PR #1969, opened 2026-03-21
scummvm: Update database to scan only .scummvm files

RobLoach:
Been working on the ScummVM database to only read through `.scummvm` files, built out from the list when running `scummvm --list-all-games`.

https://github.com/libretro/libretro-database/pull/1647

The automated scan was always pretty buggy, and this will ensure there's always something that actually works.

### DIFF
--- a/dist/info/scummvm_libretro.info
+++ b/dist/info/scummvm_libretro.info
@@ -1,7 +1,7 @@
 # Software Information
 display_name = "ScummVM"
 authors = "SCUMMVMdev"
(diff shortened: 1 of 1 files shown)


cscd98:
This has the side affect of no longer being able to find scummvm files, such as MONKEY.000 to load the game. The only alternative is to disable RA setting filter by known extensions?

RobLoach:
Correct. Having all the file extensions listed was unmanageable, and it didn't work for games which didn't have a file in the root.

Unfortunate, but likely the best workaround for now.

### EXERCISE DIRECTIONS
Only lines that include "scan" belong in the answer; copy all of them from the listing.

### ANSWER AREA
scummvm: Update database to scan only .scummvm files
The automated scan was always pretty buggy, and this will ensure there's always something that actually works.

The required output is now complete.